We were further able to systematically evaluate the clinical outcome of the entire cohort. Studies evaluating the association of genomic variables with the clinical outcome in COVID-19 patients are scarce [23, 24], particularly in breakthrough infections. Our analysis revealed that older age was associated with a higher incidence of severe COVID-19, in keeping with the published literature [25]. Only 3/67 (4.5%) patients with vaccine breakthrough infections experienced severe COVID-19. However, all of the three patients developing severe COVID-19 among the vaccinated group harbored the delta variant of SARS-CoV-2 (incidence of severe disease 3/28, 10.7%, vs. 0/39, 0.0%, p = 0.04). This finding, taken together with the previous demonstration of the properties of the delta variant such as increased transmission among vaccinated healthcare workers and reduced sensitivity to vaccine/disease elicited neutralizing antibodies [20], indicates that long-term COVID-19 appropriate social distancing norms and immunity boosting strategies may be required even in vaccinated individuals with the evolution of fitter viral genomes.
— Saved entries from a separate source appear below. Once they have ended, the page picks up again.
PR #5666, opened 2025-08-26
[Lagrangian] Refactoring of GenericConstraintSolver

bakpaul:
The constraint solver and constraint problems are too mixed up. IMO the constraint problem should only contain data describing the constraint problem (matrices, `ConstraintResolutions`, `ConstraintCorrections` maybe ?) but no intelligence, this is the solver that defines the algorithm. 

Moreover, having a single solver that implements multiple method using the same `ConstraintProblem` structure made it messy and difficult to make changes and even enrich. 

**Changes**

This PR does three things: 
1) Clean the component, removing unused or unnecessary data (small changes)
2) Introduce a inheritance mechanism to dispatch the different constraint solving methods in different types. Now the method used Is explicitly stated in the name. This has multiple positive effect:
   - Now the set of parameter of the Generic constraint solver will not contain data that can only be used for some subpart of it. Because each solving method is now a real `BaseObject`, it can enrich the set of data itself
   - No scene can use the `GenericConstraintSolver` anymore and must use either `ProjectedGaussSeidelConstraintSolver`, `NNCGConstraintSolver`, `UnbuiltGaussSeidelConstraintSolver` and more if any is added. This is way more explicit for the user.
   - Adding a new method is fairly easy and would only require to add a new inheritance, override the `doBuildSystem` (if it cannot use the ones directly available in built and unbuilt constraint solver) and `doSolve` methods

The rapid sharing of genomic sequencing data of SARS-CoV-2 at an unprecedented scale has enabled the scientific community to monitor real-time viral genomic evolution and has been instrumental in identifying new variants [26]. A quick comparison with our previously sequenced 700 SARS-CoV-2 genomes during the first wave of COVID-19 in Mumbai revealed the remarkable dominance of delta and kappa variants during the second wave, as compared to more heterogeneous lineages seen at the time of are scarce first wave. Our data further establish a second benchmark for the prevalence and evolution of SARS-CoV-2 lineages for future genomic sequencing of COVID-19 patients in this region, underscoring the importance of performing and sharing genomic sequencing data during an ongoing pandemic. We acknowledge the limitations of our study that include a heterogeneous sampling strategy, lack of comprehensive epidemiological data, immunoglobulin levels in vaccinated patients and functional analyses, and possibly underpowered evaluation of the association of severe COVID-19 with various subgroups.

5. Conclusions

In summary, our results suggest that the kappa B.1.617.1 and the delta B.1.627.2 variants were prevalent among both vaccinated and unvaccinated patients with COVID-19 during the second wave of the pandemic in the Mumbai city region. Continued evaluation of genomic sequencing data from breakthrough COVID-19 is necessary for monitoring properties of evolving variants of concern and formulating appropriate immune response boosting and therapeutic strategies.